Detection of artificial seeds from UAV imagery using deep learning models
Plant seeds are one of the significant examples of morphological computation in natural world with optimized features such as, passive take-off, flying, landing, and drilling, to name a few.
Taking inspiration from plant seeds’ morphology and dispersion capabilities, the EU H2020 I-Seed project aims to develop biodegradable and self-deployable soft miniaturized artificial seeds with fluorescence sensors (termed ‘I-Seeds’) for monitoring environmental parameters, such as temperature, humidity, carbon dioxide, and mercury in topsoil and the air above soil. Within the project, winged seeds such as Samara (length 4–5 cm, width 1–2 cm) are one of the selected species for biomimicking. Initially, these artificial seeds will be dispersed using UAVs, and the seeds will be spread over the target area following their natural-like pathways. The artificial seeds need to be detected and localized in real time for the subsequent activity of read-out of the sensors. For remote read-out of in situ sensor information, an active laser-induced fluorescence observation system onboard UAV will excite the I-Seeds for fluorescence emission that is the function of measured environmental parameters. One of the potential ways to geo-localize these artificial seeds is using UAV RGB imagery.
In a recent paper, Yanuar Bomantara, Hasib Mustafa, Harm Bartholomeus and Lammert Kooistra from the Laboratory of Geo-information and Remote Sensing, have shown that these artificial seeds can be effectively detected from UAV RGB imagery and evaluated the effect of different environmental conditions on image acquisition for small object detection. Yanuar and his team spread the artificial and coloured Samara seeds over an experimental field with varying land coverage including concrete, soil and grass, and acquired the UAV images in the winter of 2021 on different days with sunny and cloudy skies at flying altitudes ranging from 4m to 10m. Such an experimental design allowed a quantitative evaluation of the effect of environmental parameters in data acquisition on the detection of small seed-like objects from aerial perspective. With the aim to perform real-time object detection and geo-localization onboard UAV, Yanuar implemented and evaluated a modified one-stage detector (YOLOv5nano+SAHI) to reduce processing time and computational load for full-sized images. The developed algorithm demonstrated sufficient generalizability and the absence of overfitting in the training set.

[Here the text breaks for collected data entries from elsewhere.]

PR #402, opened 2025-04-05
Modifying snow to be in overworld

agathaGengar:


src/battle/other_battle_calculators.c
```diff
@@ -738,13 +738,6 @@ u8 LONG_CALL CalcSpeed(void *bw, struct BattleStruct *sp, int client1, int clien
         {
             speed1 *= 2;
         }
-        if (((ability2 == ABILITY_SWIFT_SWIM) && (sp->field_condition & WEATHER_RAIN_ANY))
-         || ((ability2 == ABILITY_CHLOROPHYLL) && (sp->field_condition & WEATHER_SUNNY_ANY))
-         || ((ability2 == ABILITY_SAND_RUSH) && (sp->field_condition & WEATHER_SANDSTORM_ANY))
-         || ((ability2 == ABILITY_SLUSH_RUSH) && (sp->field_condition & (WEATHER_HAIL_ANY | WEATHER_SNOW_ANY))))
-        {
-            speed2 *= 2;
-        }
```
Aeliko, line 747: Why is this removed?

Aeliko (changes requested):

src/battle/other_battle_calculators.c
agathaGengar: Mistake on my part, it doesn't need to change. I thought it was duplicate, but they have ability 1 and ability 2 as different blocks.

It was found that a higher detection accuracy was attained in overcast situations due to the clarity of the photographs. The flight altitude was found to be a major determinant of the results recorded from the detection process, clearly indicating an inverse relationship between altitude and model performance. Moreover, the amount of ground objects largely determines the model performance when detecting I-Seeds, followed by the contrast between the seed and the background. In essence, this work provides a baseline for seed-like object detection from aerial imagery using a one-stage detector such that it can be implemented for the real-time detection of I-Seeds in the field during UAV flight. In near future, the developed model will be implemented on small form-factor computational unit onboard UAV to assess the real-time detection performance in comparison with offline processing.
In the last two decades, unmanned aerial vehicle (UAV) technology has been widely utilized as an aerial survey method. Recently, a unique system of self-deployable and biodegradable microrobots akin to winged achene seeds was introduced to monitor environmental parameters in the air above the soil interface, which requires geo-localization. This research focuses on detecting these artificial seed-like objects from UAV RGB images in real-time scenarios, employing the object detection algorithm YOLO (You Only Look Once). Three environmental parameters, namely, daylight condition, background type, and flying altitude, were investigated to encompass varying data acquisition situations and their influence on detection accuracy. Artificial seeds were detected using four variants of the YOLO version 5 (YOLOv5) algorithm, which were compared in terms of accuracy and speed. The most accurate model variant was used in combination with slice-aided hyper inference (SAHI) on full resolution images to evaluate the model’s performance. It was found that the YOLOv5n variant had the highest accuracy and fastest inference speed. After model training, the best conditions for detecting artificial seed-like objects were found at a flight altitude of 4 m, on an overcast day, and against a concrete background, obtaining accuracies of 0.91, 0.90, and 0.99, respectively. YOLOv5n outperformed the other models by achieving a mAP0.5 score of 84.6% on the validation set and 83.2% on the test set. This study can be used as a baseline for detecting seed-like objects under the tested conditions in future studies.